Robert II de Brus, le Meschin (the Cadet) (fl. 1138, died c. 1194) was a 12th-century Norman noble and 2nd Lord of Annandale. He was the son, perhaps the second son, of Robert de Brus, 1st Lord of Annandale, and wife Agnes.

==Life==
The elder de Brus' allegiances were compromised when David I invaded England in the later 1130s, and he had renounced his fealty to David before the Battle of the Standard in 1138. The younger Robert however remained loyal and took over his father's land in Scotland, whilst the English territories remained with the elder Robert and passed to the latter's elder son Adam de Brus, 2nd Lord of Skelton. Bruce family tradition has it that Robert II was captured by his father at the battle and given over to King Stephen of England.

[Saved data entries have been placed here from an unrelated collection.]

PR #1717, opened 2026-09-15
New email templates for Web

Dima-1:
https://github.com/osmandapp/OsmAnd-Issues/issues/2676
## AI disclaimer

Written with Claude Code (Claude Opus 5), driven by [@Dima-1](https://github.com/Dima-1). Summary of the requests it worked from, in order:

1. Explain how notification emails are sent and which templates exist in web-server-config, then suggest what to do for OsmAnd-Issues#2676 and turn Phase 1 into a plan with exact files. The agent traced `EmailSenderTemplate` (comment directives, `defaults.html`, unsubscribe include) and proposed a shared base template for the 10 transactional emails, with the subject and H1 of each email matching the issue checklist.
2. Implement it, then questions on the design: why `USE_BASE`/`TRANSACTIONAL` are not defaults, why `EMAIL_TITLE` duplicates the H1, why styles repeat in every template, and whether `INTRO_NEW` is used. Result: legacy templates keep `defaults.html` untouched; new ones opt in via `USE_BASE` and get `base.html`, `base-locale/<lang>.html`, `header.html` and `footer.html`; shared styles moved into `base.html`.
3. "Is there no flow for password changing?" and several "Review uncommitted changes" rounds with selected fixes. Added `CloudAccountAction` (setup, password, change-request, change, delete, email-changed); the old address now gets a warning with a masked new address (`maskEmail`) when the change is requested; the purchase receipt (`sendPurchaseReceiptEmail`) shows Renews on, Expires on or no row depending on the SKU; share approved/declined emails are sent from `ShareFileService.notifyAccessRequest` without exposing the owner's email.
4. How to make buttons render in Outlook (VML), pushback "why so complicated", and "make it without restoreMsoMarkers", then "isProtectedMsoSpan vs isMsoMarkerLine, is one enough?". Replaced the protect/restore round-trip with a single pass `stripCommentsKeepingMso` + `isProtectedMsoSpan`, which also stops `<!--[if !mso]><!-->` becoming a bogus `if:` SMTP header. Covered by `MsoConditionalCommentTest`.
5. "Only command comments - may this be a bug?". The agent found that any unrecognized `<!--X: Y-->` comment becomes an SMTP header (9 junk headers from `blackfriday/index.html`). An allowlist plan was proposed and not approved, so it is not in this PR.
6. Check consistency with the issue and list the open questions, add translations. Added `cloud/account/*` in 11 languages with `base-locale` strings (rtl for ar), and `EmailRenderTest` rendering every template and locale into `build/email-preview/`.
7. Careful and skill-based reviews of the full diff, with selected fixes: `safeLang` against path traversal through `lang`, HTML/`@` escaping of user values (`htmlText`, `plainText`), the receipt sent only after commit to avoid duplicates on FastSpring retry, escaped `NEW_EMAIL`, 10-minute code expiry. The agent also corrected its own wrong claims (CI failing, header count, "removing access sends Request declined"). Two later fixes (wear-out fraction, ownership check in `updateRequests`) were undone at the author's request.
8. Remove non-meaningful comments from the diff, and change the logo URL to `https://osmand.net/img/logo_osmand_black-text.png`. The agent reported that this URL currently returns 404.

Code was compiled and the email render tests were run locally by the agent (the build has `ignoreFailures = true`, so results were checked in the test reports). Rendered emails were not checked in real mail clients, and no commits were made by the agent.


java-tools/OsmAndServer/src/main/java/net/osmand/server/api/services/UserdataService.java
```diff
@@ -1517,7 +1538,7 @@ public ResponseEntity<String> confirmCode(String username, String token) {
         if (pu == null) {
             return ResponseEntity.badRequest().body("User is not registered");
         }
-        boolean tokenExpired = System.currentTimeMillis() - pu.tokenTime.getTime() > TimeUnit.MILLISECONDS.convert(24, TimeUnit.HOURS);
+        boolean tokenExpired = System.currentTimeMillis() - pu.tokenTime.getTime() > CODE_EXPIRATION_TIME_MS;
         wearOutToken(pu);
```
alisa911: `wearOutToken` still subtracts 7 hours, which was tuned for the 24h TTL. With `CODE_EXPIRATION_TIME_MS` = 10 min a single wrong attempt expires the code, so the user has to request a new one after one typo.

java-tools/OsmAndServer/src/main/java/net/osmand/server/api/services/UserdataService.java
```diff
@@ -607,12 +611,12 @@ public ResponseEntity<String> registerNewDevice(String email, String token, Stri
...
-        if ( ! (tokenIsActive && pu.token.equals(token))) {
+        long tokenAge = pu.tokenTime == null ? Long.MAX_VALUE : System.currentTimeMillis() - pu.tokenTime.getTime();
+        boolean codeIsActive = pu.token != null && pu.tokenTime != null && tokenAge < CODE_EXPIRATION_TIME_MS;
+        boolean passwordIsAllowed = pu.token != null && pu.tokenTime != null && tokenAge < WEB_PASSWORD_WINDOW_MS;
+        if ( ! (codeIsActive && pu.token.equals(token))) {
             wearOutToken(pu); // cut down on tries (even for web password)
-            if ( ! (tokenIsActive && validateWithWebPassword(pu.id, token))) {
+            if ( ! (passwordIsAllowed && validateWithWebPassword(pu.id, token))) {
                 LOG.error("device-register: invalid token (" + email + ") [" + token + "]");
                 throw new OsmAndPublicApiException(ERROR_CODE_TOKEN_IS_NOT_VALID_OR_EXPIRED, "token is not valid or expired (24h)");
```
alisa911: Error text still says "expired (24h)" while the TTL is now 10 minutes.

java-tools/OsmAndServer/src/main/java/net/osmand/server/api/services/UserdataService.java
```diff
@@ -1420,7 +1424,7 @@ public void getBackupFolder(HttpServletResponse response, CloudUserDevicesReposi
     public ResponseEntity<String> deleteAccount(String token, CloudUserDevicesRepository.CloudUserDevice dev, HttpServletRequest request) throws ServletException {
         CloudUsersRepository.CloudUser pu = usersRepository.findById(dev.userid);
         if (pu != null && pu.id == dev.userid) {
-            boolean tokenExpired = System.currentTimeMillis() - pu.tokenTime.getTime() > TimeUnit.MILLISECONDS.convert(24, TimeUnit.HOURS);
+            boolean tokenExpired = System.currentTimeMillis() - pu.tokenTime.getTime() > CODE_EXPIRATION_TIME_MS;
             boolean validToken = pu.token.equals(token) && !tokenExpired;
             wearOutToken(pu);
```
alisa911: Line 1448: error text still says "expired (24h)" while the TTL is now 10 minutes.

java-tools/OsmAndServer/src/main/java/net/osmand/server/api/services/UserdataService.java
```diff
@@ -1500,7 +1521,7 @@ public ResponseEntity<String> confirmCode(String code, CloudUserDevicesRepositor
         if (pu == null) {
             return ResponseEntity.badRequest().body("User is not registered");
         }
-        boolean tokenExpired = System.currentTimeMillis() - pu.tokenTime.getTime() > TimeUnit.MILLISECONDS.convert(24, TimeUnit.HOURS);
+        boolean tokenExpired = System.currentTimeMillis() - pu.tokenTime.getTime() > CODE_EXPIRATION_TIME_MS;
         wearOutToken(pu);
         if (pu.token.equals(code) && !tokenExpired) {
             return ok();
```
alisa911: Line 1529: error text still says "expired (24h)" while the TTL is now 10 minutes.

java-tools/OsmAndServer/src/main/java/net/osmand/server/api/services/EmailSenderService.java
```diff
@@ -13,8 +13,11 @@ public static void test(String[] args) {
 		EmailSenderService sender = new EmailSenderService();
 		String email = "dmarc-reports@osmand.net";
 		sender.sendOsmAndCloudPromoEmail(email, "promo");
-		sender.sendOsmAndCloudWebEmail(email, "token", "en", "delete");
+		sender.sendOsmAndCloudWebEmail(email, "token", "delete", "en");
```
alisa911: `sendOsmAndCloudWebEmail` and the `cloud/web/*` templates are only used from this `main()` now; remove them or note why they stay.

java-tools/OsmAndServer/src/main/java/net/osmand/server/controllers/pub/FastSpringController.java
```diff
@@ -431,6 +446,58 @@ private void setInitialSubscriptionDates(DeviceSubscriptionsRepository.Supporter
...
+	                                 List<DeviceInAppPurchasesRepository.SupporterDeviceInAppPurchase> purchases,
+	                                 List<DeviceSubscriptionsRepository.SupporterDeviceSubscription> subscriptions) {
+		FastSpringWebhookRequest.Data data = event.data;
+		try {
+			String productName;
+			String planName;
+			String renewalLabel;
+			Date renewalDate;
+			if (!subscriptions.isEmpty()) {
+				DeviceSubscriptionsRepository.SupporterDeviceSubscription sub = subscriptions.get(0);
```
alisa911: Only the first item of the order goes into the receipt; an order with several items loses the rest.

java-tools/OsmAndServer/src/main/java/net/osmand/server/api/services/ShareFileService.java
```diff
@@ -258,11 +261,53 @@ public boolean updateRequests(Map<Integer, String> accessMap) {
 			if (access != null) {
 				access.access = (accessType);
 				shareFileRepository.saveAndFlush(access);
+				if (PermissionType.READ.name().equals(accessType)) {
+					notifyAccessRequest(access, true);
+				} else if (PermissionType.BLOCKED.name().equals(accessType)) {
+					notifyAccessRequest(access, false);
```
alisa911: Emails are sent inside the transaction; on rollback the requester has already been told the access was approved. The afterCommit approach used in `FastSpringController` would fit here too.

java-tools/OsmAndServer/src/main/java/net/osmand/server/api/services/UserdataService.java
alisa911: error text still says "expired (24h)" while the TTL is now 10 minutes.

alisa911, line 1556: wearOutToken still subtracts 7 hours, which was tuned for the 24h TTL. With CODE_EXPIRATION_TIME_MS = 10 min a single wrong attempt now expires the code, so the user has to request a new one after one typo.

java-tools/OsmAndServer/src/main/java/net/osmand/server/api/services/UserdataService.java
alisa911, line 621: Error text still says "expired (24h)" while the TTL is now 10 minutes.

java-tools/OsmAndServer/src/main/java/net/osmand/server/api/services/UserdataService.java
alisa911, line 1448: Same here: "(24h)" is no longer true.

alisa911, line 1529: Same here: "(24h)" is no longer true.

alisa911, line 1546: Same here: "(24h)" is no longer true.

java-tools/OsmAndServer/src/main/java/net/osmand/server/api/services/UserdataService.java
```diff
@@ -132,6 +132,8 @@ public class UserdataService {
     public static final String MODEL_DEVICE_WEB = "Web";
     public static final String TOKEN_DEVICE_WEB = "web";
     public static final int ERROR_CODE_PRO_USERS = 100;
+    public static final long CODE_EXPIRATION_TIME_MS = TimeUnit.MILLISECONDS.convert(10, TimeUnit.MINUTES);
```
alisa911, line 135: This also shortens the code lifetime for the Android/iOS device registration flow, not only for the web emails. Is that intended?

java-tools/OsmAndServer/src/main/java/net/osmand/server/api/services/EmailSenderService.java
```diff
@@ -51,15 +54,101 @@ public void sendOsmAndCloudWebEmail(String email, String token, String action, S
...
+	}
+
+	// The same for a plain-text header such as Subject, where entities would show literally: no line breaks,
+	// and '@' replaced with the full-width look-alike so it cannot form an @VAR@ token.
+	static String plainText(String s) {
+		return s == null ? "" : s.replaceAll("[\\r\\n]+", " ").replace('@', '＠');
+	}
+
+	// cloud/purchase/receipt. renewalLabel/renewalDate == null means a lifetime purchase: the Renews/Expires row is hidden.
+	public void sendPurchaseReceiptEmail(String email, String orderId, String orderDate, String orderTotal,
```
alisa911, line 120: There is no sender for cloud/purchase/linked (email 6 in the issue); the template in web-server-config#210 is never used.

alisa911, line 120: EMAIL, ORDER_ID, ORDER_TOTAL and PRODUCT_NAME come from the FastSpring payload and go into HTML unescaped, unlike the share-file values. Either escape them too or move escaping into EmailSenderTemplate.set().

java-tools/OsmAndServer/src/main/java/net/osmand/server/api/services/EmailSenderService.java
```diff
@@ -51,15 +54,101 @@ public void sendOsmAndCloudWebEmail(String email, String token, String action, S
...
+	// User-supplied text placed into an HTML template: escape markup, and '@' as &#64;, so the value can neither
+	// inject HTML into an OsmAnd-branded email nor be expanded (or rejected) by the template's @VAR@ substitution.
+	static String htmlText(String s) {
+		return s == null ? "" : org.springframework.web.util.HtmlUtils.htmlEscape(s).replace("@", "&#64;");
+	}
+
+	// The same for a plain-text header such as Subject, where entities would show literally: no line breaks,
+	// and '@' replaced with the full-width look-alike so it cannot form an @VAR@ token.
+	static String plainText(String s) {
+		return s == null ? "" : s.replaceAll("[\\r\\n]+", " ").replace('@', '＠');
```
alisa911, line 116: This changes the file name in the subject (a@b.gpx becomes a＠b.gpx). Subject is not run through @VAR@ substitution after set(), so a plain @ should be fine here; if not, escape only the @[A-Z_]+@ pattern.

java-tools/OsmAndServer/src/main/java/net/osmand/server/api/services/ShareFileService.java
```diff
@@ -258,11 +261,53 @@ public boolean updateRequests(Map<Integer, String> accessMap) {
...
+
+	private void notifyAccessRequest(ShareFileRepository.ShareFilesAccess access, boolean approved) {
+		try {
+			ShareFileRepository.ShareFile file = access.file;
+			CloudUsersRepository.CloudUser requester = access.user;
+			if (file == null || requester == null || requester.email == null) {
+				return;
+			}
+			CloudUsersRepository.CloudUser owner = usersRepository.findById(file.ownerid);
+			String ownerName = owner != null && owner.nickname != null ? owner.nickname : "The file owner";
```
alisa911, line 284: With no nickname the email reads "The file owner approved your request to access this file". Should this fall back to the owner's email instead?

java-tools/OsmAndServerUtilities/src/main/java/net/osmand/mailsender/EmailSenderTemplate.java
```diff
@@ -414,10 +476,36 @@ private void parse(List<String> lines) {
...
-		String joined = String.join("", bodyLines).replaceAll(HTML_COMMENT_REPLACE, "");
+		String joined = stripCommentsKeepingMso(String.join("", bodyLines));
 		body = body == null ? joined : body + joined; // concat bodies from all included templates
 	}
 
+	private String stripCommentsKeepingMso(String text) {
+		if (!"true".equals(vars.get(USE_BASE))) {
+			return text.replaceAll(HTML_COMMENT_REPLACE, "");
+		}
+		Matcher m = Pattern.compile(HTML_COMMENT_REPLACE).matcher(text);
```
alisa911, line 487: Compile this pattern once (static final); it runs per template line.

java-tools/OsmAndServerUtilities/src/main/java/net/osmand/mailsender/EmailSenderTemplate.java
```diff
@@ -47,6 +47,29 @@ Check findTemplateFile() to see how files are loaded from EMAIL_TEMPLATES direct
...
+	gets mangled by the generic comment handling below.
+
+	@TRANSACTIONAL@ - user-defined option to mark an email as transactional (verification codes,
+		account security, file-sharing notifications). Such emails cannot be opted out of, so
+		unsubscribe.html is not included for them. Set it in the template itself:
+			<!--Set TRANSACTIONAL=true-->
+
 Template variables:
 
 	The template engine supports 1st and 2nd level variables (e.g. FIRST=1 SECOND=@FIRST@ THIRD=@SECOND@)
```
alisa911, line 75: Stale: fill() now does 4 passes, so up to 4 levels are supported.

java-tools/OsmAndServer/src/main/java/net/osmand/server/controllers/pub/FastSpringController.java
```diff
@@ -431,6 +446,58 @@ private void setInitialSubscriptionDates(DeviceSubscriptionsRepository.Supporter
 		}
 	}
 
+	private void sendPurchaseReceipt(String email, FastSpringWebhookRequest.Event event,
```
alisa911, line 449: Where does the data for the receipt come from? totalDisplay is a new field on the webhook payload that nothing else in the project uses, productName comes from PurchasesDataLoader, and the plan/renewal labels are built here. Please point to the FastSpring docs for totalDisplay and confirm it is present in order.completed.

Also, all receipt strings are hardcoded English in the controller ("Annual subscription", "One-time purchase", "Renews on", "Expires on", date format MMM d, yyyy). Account emails are localized via templates; why is the receipt different, and why is this presentation logic in the controller instead of the template or the sender?

alisa911 (commented):
The README in web-server-config#210 refers to MsoConditionalCommentTest, but this PR adds no tests.

The PR reaches into FastSpringController and ShareFileService, which is outside the email templates scope. Sending logic and the new helpers (readableFileSize, sendPurchaseReceipt, plan/label building) belong in EmailSenderService or a dedicated service, not in the controller and the share service.

CODE_EXPIRATION_TIME_MS and WEB_PASSWORD_WINDOW_MS are dropped into UserdataService without explanation, and the TTL change also affects the Android/iOS device registration flow. Please explain why they live there and why 24h → 10 min for all flows.

We have EmailSenderService, yet sendCode and the action → template mapping live in UserdataService. Why is this split?

Actions are still string literals ("delete", "change", "setup") compared inline; there is a CloudAccountAction enum now, use it (or constants) end to end.
readableFileSize duplicates the private size() in AnalyzeRunOperation; either share one util or reuse the existing one.

java-tools/OsmAndServer/src/main/java/net/osmand/server/api/services/UserdataService.java
Dima-1: https://github.com/osmandapp/OsmAnd-tools/pull/1717/commits/c0f121aba7baecc5e43266810ac14ad07e31bcff

java-tools/OsmAndServer/src/main/java/net/osmand/server/api/services/UserdataService.java
Dima-1: https://github.com/osmandapp/OsmAnd-tools/pull/1717/commits/c0f121aba7baecc5e43266810ac14ad07e31bcff

java-tools/OsmAndServer/src/main/java/net/osmand/server/api/services/UserdataService.java
Dima-1: https://github.com/osmandapp/OsmAnd-tools/pull/1717/commits/c0f121aba7baecc5e43266810ac14ad07e31bcff

Dima-1: https://github.com/osmandapp/OsmAnd-tools/pull/1717/commits/c0f121aba7baecc5e43266810ac14ad07e31bcff

Dima-1: https://github.com/osmandapp/OsmAnd-tools/pull/1717/commits/c0f121aba7baecc5e43266810ac14ad07e31bcff

java-tools/OsmAndServer/src/main/java/net/osmand/server/api/services/UserdataService.java
Dima-1: Yes, intended and agreed with the product owner: the code lifetime is 10 minutes for every flow.

java-tools/OsmAndServer/src/main/java/net/osmand/server/api/services/EmailSenderService.java
Dima-1: https://github.com/osmandapp/OsmAnd-tools/pull/1717/commits/720766353ef7b89c7092e8b38ac49f9a4320eb9c

Dima-1: https://github.com/osmandapp/OsmAnd-tools/pull/1717/commits/af8dae3bfbe840d00169030e1d3a4c90a61a1a9b

java-tools/OsmAndServer/src/main/java/net/osmand/server/api/services/EmailSenderService.java
Dima-1: https://github.com/osmandapp/OsmAnd-tools/pull/1717/commits/af8dae3bfbe840d00169030e1d3a4c90a61a1a9b

java-tools/OsmAndServerUtilities/src/main/java/net/osmand/mailsender/EmailSenderTemplate.java
Dima-1: https://github.com/osmandapp/OsmAnd-tools/pull/1717/commits/af8dae3bfbe840d00169030e1d3a4c90a61a1a9b

java-tools/OsmAndServerUtilities/src/main/java/net/osmand/mailsender/EmailSenderTemplate.java
Dima-1: https://github.com/osmandapp/OsmAnd-tools/pull/1717/commits/af8dae3bfbe840d00169030e1d3a4c90a61a1a9b

java-tools/OsmAndServer/src/main/java/net/osmand/server/controllers/pub/FastSpringController.java
Dima-1: https://github.com/osmandapp/OsmAnd-tools/pull/1717/commits/54a9ba4483c8e2e9212c858a48ebec7a7decfb75

Dima-1: totalDisplay is a documented order-level field of order.completed: https://developer.fastspring.com/reference/ordercompleted

java-tools/OsmAndServer/src/main/java/net/osmand/server/api/services/ShareFileService.java
Dima-1: https://github.com/osmandapp/OsmAnd-tools/pull/1717/commits/19759c51471de4be2b76ab66e2d6815bbe93c3a5
agreed with the product owner

java-tools/OsmAndServer/src/main/java/net/osmand/server/utils/FileSizeFormatter.java
```diff
@@ -0,0 +1,12 @@
+package net.osmand.server.utils;
+
+import java.util.Locale;
+
+public class FileSizeFormatter {
```
alisa911: Locale.US is fine for the admin operation, but the share email is localized; pass the email's locale here (de/ru/fr expect a comma).

java-tools/OsmAndServer/src/main/java/net/osmand/server/utils/FileSizeFormatter.java
```diff
@@ -0,0 +1,12 @@
...
+
+	public static String format(long bytes) {
```
alisa911: No GB branch: a 1.5 GB file renders as "1536.0 MB".

java-tools/OsmAndServer/src/main/java/net/osmand/server/api/services/EmailSenderService.java
```diff
@@ -1,20 +1,78 @@
...
 import org.apache.commons.logging.LogFactory;
+import org.springframework.beans.factory.annotation.Autowired;
 import org.springframework.stereotype.Service;
+import org.springframework.transaction.support.TransactionSynchronization;
+import org.springframework.transaction.support.TransactionSynchronizationManager;
 
 @Service
 public class EmailSenderService {
+
+	private static final String SHARE_LINK_PREFIX = "https://osmand.net/map/share/join/";
```
alisa911: Every other email link is built in the template from @SITE_URL@ (LOGIN_URL, CLOUD_URL, ACTIVATE_URL); build FILE_URL the same way in cloud/share/approved/en.html and pass only FILE_UUID from here, so the host lives in one place.

java-tools/OsmAndServer/src/main/java/net/osmand/server/api/services/EmailSenderService.java
```diff
@@ -1,20 +1,78 @@
...
+				public void afterCommit() {
+					send.run();
+				}
+			});
+		} else {
+			send.run();
+		}
+	}
+
+	// language of the user's most recently used device (the app sends it on device-register, the web on login);
```
alisa911: The method name already says this; drop the comment.

java-tools/OsmAndServer/src/main/java/net/osmand/server/api/services/EmailSenderService.java
alisa911: No production caller left after this PR; the method and the cloud/web template are dead.

java-tools/OsmAndServer/src/main/java/net/osmand/server/api/services/EmailSenderService.java
```diff
@@ -51,15 +109,189 @@ public void sendOsmAndCloudWebEmail(String email, String token, String action, S
 	}
     
     public void sendOsmAndCloudRegistrationEmail(String email, String token, String lang, boolean newUser) {
```
alisa911: Only caller is UserdataController:227; pass CloudAccountAction.SETUP / LOGIN there and drop this boolean wrapper.

java-tools/OsmAndServer/src/main/java/net/osmand/server/api/services/EmailSenderService.java
```diff
@@ -51,15 +109,189 @@ public void sendOsmAndCloudWebEmail(String email, String token, String action, S
...
+				.set("FILE_META", htmlText(meta))
+				.set("FILE_URL", htmlText(url))
+				.to(email)
+				.send()
+				.isSuccess();
+		LOGGER.info("sendShareFileAccessEmail approved=" + approved + " to: " + shorten(email) + " (" + ok + ")");
+	}
+
+	static String htmlText(String s) {
+		return s == null ? "" : org.springframework.web.util.HtmlUtils.htmlEscape(s).replace("@", "&#64;");
```
alisa911: Import HtmlUtils and move TEMPLATE_TOKEN_START up to the other constants.

java-tools/OsmAndServer/src/main/java/net/osmand/server/api/services/EmailSenderService.java
```diff
@@ -51,15 +109,189 @@ public void sendOsmAndCloudWebEmail(String email, String token, String action, S
...
+			renewalDate = skuData != null ? skuData.getExpireDate(iap.purchaseTime) : null;
+		} else {
+			return;
+		}
+		String productShort = productName.startsWith("OsmAnd ") ? productName.substring("OsmAnd ".length()) : productName;
+		EmailSenderTemplate sender = new EmailSenderTemplate()
+				.load("cloud/purchase/receipt", lang)
+				.set("EMAIL", htmlText(email))
+				.set("ORDER_ID", htmlText(orderId))
+				.set("ORDER_DATE", htmlText(formatReceiptDate(orderDate, lang)))
```
alisa911: Receipt uses the FastSpring checkout language while every other email uses userLang(); pick one source for the same user.

java-tools/OsmAndServer/src/main/java/net/osmand/server/api/services/EmailSenderService.java
```diff
@@ -51,15 +109,189 @@ public void sendOsmAndCloudWebEmail(String email, String token, String action, S
...
+		boolean ok = sender.to(email).send().isSuccess();
+		LOGGER.info("sendPurchaseReceiptEmail order " + orderId + " to: " + shorten(email) + " (" + ok + ") [" + lang + "]");
+	}
+
+	public void sendPurchaseLinkedEmail(String email, String lang,
+			List<DeviceInAppPurchasesRepository.SupporterDeviceInAppPurchase> purchases,
+			List<DeviceSubscriptionsRepository.SupporterDeviceSubscription> subscriptions) {
+		String productName;
+		if (subscriptions != null && !subscriptions.isEmpty()) {
+			DeviceSubscriptionsRepository.SupporterDeviceSubscription sub = subscriptions.get(0);
```
alisa911: The relink lists are unfiltered (findAllByUserId, findByUserId), so get(0) may be an expired or invalid purchase; there is findByUserIdAndValidTrue for inapps, subscriptions need the same.

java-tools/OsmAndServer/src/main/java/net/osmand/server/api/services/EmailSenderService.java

A legend tells that in the 1140s, Robert II was visited at Annan by St Malachy. St Malachy asked Robert to pardon a thief, but Robert hanged him anyway, and for this the River Annan destroyed part of his castle and the de Brus line received a curse from the holy man. Robert made Lochmaben the centre of his lordship and constructed a new caput there.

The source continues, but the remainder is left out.